◆ Prompt
Search the records for "changes". Report every line where it occurs.

(Saved data entries)
Issue #1677, opened 2024-08-25
Vector Curve container


heinezen:
We should add a `curve::Vector` type to our curve container classes to record changes to sequences over time.

The new vector type should implement these methods:

**Read**

| Method          | Description                                                 |
| --------------- | ----------------------------------------------------------- |
| `get(t, i)`        | Get value of index `i` at time `t`                        |
| `get(t)`        | Get vector at time `t`                        |
| `size(t)`        | Get size of the vector at time `t`                        |
| `frame(t, i)`      | Get the previous keyframe (time and value) of index `i` before or at `t` |
| `next_frame(t, i)` | Get the next keyframe (time and value) of index `i` after `t`            |

There should also be an iterator type to iterate over the vector at time `t`.

**Modify**

Modify operations insert values for a specific point in time.

| Method                  | Description                                                                       |
| ----------------------- | --------------------------------------------------------------------------------- |
| `insert(t, i, value)` | Insert a new element at index `i` at time `t` |
| `erase(t, i)` | Erase element at index `i` at time `t` |
| `set_insert(t, i, value)`  | Insert a new keyframe value at time `t` at index `i`                                           |
| `set_last(t, i, value)`    | Insert a new keyframe value at time `t`; delete all keyframes after time `t` at index `i`      |
| `set_replace(t, i, value)` | Insert a new keyframe value at time `t` at index `i`; remove all other keyframes with time `t` at index `i` |

jere8184:
i'll take this aswell

PRDeving:
taking this one 👍

jere8184:
taking this back, implimenting as a std::vector of KeyFrameContainers.

How about publicly inheriting from std::vector<KeyFrameContainer<T>> ?

PR #1748, opened 2025-01-26
Pathfinder history

jere8184:


libopenage/pathfinding/cost_field.h
```diff
@@ -135,6 +161,17 @@ class CostField {
...
+	/**
+	 * Cost stamp vector.
+	 */
+	std::vector<std::optional<cost_stamp_t>> cost_stamps;
+
+
+	/**
+	 * Array curve recording cell cost history,
+	 */
+	curve::Array<cost_t, CHUNK_SIZE> cell_cost_history;
```
jere8184, line 174: How should `cell_cost_history` be exposed? A simple getter that returns a constant ref to the curve?

libopenage/pathfinding/cost_field.cpp
```diff
@@ -54,6 +55,28 @@ void CostField::set_costs(std::vector<cost_t> &&cells, const time::time_t &valid
 
 	this->cells = std::move(cells);
 	this->valid_until = valid_until;
+	this->cell_cost_history.set_insert_range(valid_until, this->cells.begin(), this->cells.end());
+}
+
+bool CostField::stamp(size_t idx, cost_t cost, const time::time_t &stamped_at) {
+	if (this->cost_stamps[idx].has_value()) return false;
```
heinezen, line 62: Please always make if clauses multi-line for consistent code style.

```suggestion
	if (this->cost_stamps[idx].has_value()) {
	    return false;
	}
```

libopenage/pathfinding/cost_field.cpp
```diff
@@ -54,6 +55,28 @@ void CostField::set_costs(std::vector<cost_t> &&cells, const time::time_t &valid
...
+	cost_t original_cost = this->get_cost(idx);
+	this->cost_stamps[idx]->original_cost = original_cost;
+	this->cost_stamps[idx]->stamp_time = stamped_at;
+
+	this->set_cost(idx, cost, stamped_at);
+	return true;
+}
+
+bool CostField::unstamp(size_t idx, const time::time_t &unstamped_at) {
+	if (!this->cost_stamps[idx].has_value() || unstamped_at < this->cost_stamps[idx]->stamp_time) return false;
```
heinezen, line 73: Same here and `not`/`and`/`or` should be used as operators for better readability.

```suggestion
	if (not this->cost_stamps[idx].has_value() or unstamped_at < this->cost_stamps[idx]->stamp_time) {
	    return false;
	}
```

libopenage/pathfinding/cost_field.h
```diff
@@ -14,6 +16,8 @@ namespace coord {
 struct tile_delta;
 } // namespace coord
 
+const unsigned int CHUNK_SIZE = 100;
```
heinezen, line 19: The value should probably not be hardcoded because then the cost field size is not configurable anymore. I think we either need to make `CostField` a templated class or wait for the implementation of `curve::Vector` in https://github.com/SFTtech/openage/issues/1677 . Both approaches would have pros and cons.

libopenage/pathfinding/cost_field.h
heinezen: Yes that would be enough I think.

libopenage/pathfinding/types.h
```diff
@@ -124,4 +125,19 @@ using cache_key_t = std::pair<portal_id_t, sector_id_t>;
  */
 using field_cache_t = std::pair<std::shared_ptr<IntegrationField>, std::shared_ptr<FlowField>>;
 
+/**
+ * Cost stamp for a given cost field cell.
+ */
```
heinezen, line 130: A small explanation of stamping for people who don't know what that is would be nice here. I added a suggesion below.

```suggestion
/**
 * Cost stamp for a cell on a cost field.
 * 
 * Stamps are used when cell costs are temporarily overwritten, e.g. when placing a game object
 * as an obstacle over terrain. Once the obstacle is removed, the cell can be reset to its original
 * value recorded by the stamp.
 */
```

heinezen (changes requested):
Sorry for the long wait, I was very busy with work :sweat_smile: Now that I have some time, I added a few suggestions to the code.

libopenage/pathfinding/cost_field.h
jere8184: Which way do you think we should go?

jere8184: Alot of classes contain a cost_field, plus cost_field itself is constructed with a size_t, should we also templatise the encapsulating classes and get rid of the constructor parameter?

jere8184: okay, didnt mean to request another review btw

heinezen: sry I couldn't help but take a look :sweat_smile:

libopenage/pathfinding/cost_field.h
```diff
@@ -19,6 +28,8 @@ namespace path {
 /**
  * Cost field in the flow-field pathfinding algorithm.
  */
+
+template <size_t N>
```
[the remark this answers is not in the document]
WillemKauf: Wouldn't it make more sense to have a `curve::Vector` here than an `Array`? `size` is not a compile time constant in `Grid/Sector`.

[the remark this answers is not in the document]
heinezen: @WillemKauf That's what my comment in https://github.com/SFTtech/openage/pull/1748#discussion_r2106328434 is related to ^^

libopenage/pathfinding/cost_field.h
jere8184: So just to be clear we're essentially templating the whole of `pathfinding`, including the `Pathfinder` class itself right.

Any ideas on dealing with the linking of the templatised member functions, aside from just putting them in the header, or is that the way to go. i.e. we could include the .cpp file containing the functions in the header file. Not sure if this is a good idea.

heinezen: > So just to be clear we're essentially templating the whole of pathfinding, including the Pathfinder class itself right.

Yes, I think that's necessary since the size of the fields propagates all the way up to `Grid` and `Pathfinder` classes.

> Any ideas on dealing with the linking of the templatised member functions, aside from just putting them in the header, or is that the way to go. i.e. we could include the .cpp file containing the functions in the header file. Not sure if this is a good idea.

You should put them in the header, at least that's what we do for other templated classes, e.g. for the curves.

libopenage/pathfinding/types.h
jere8184: Hi @heinezen, sorry for the delay. Long time no see.

At what point should I stop templatising? Should I templatise Map::Map?

heinezen: No Map::Map should not be templated I think. The templating should probably be constrained to the pathfinder system. But let's see how realistic that is...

◆ Completed task
We should add a `curve::Vector` type to our curve container classes to record changes to sequences over time.
heinezen (changes requested):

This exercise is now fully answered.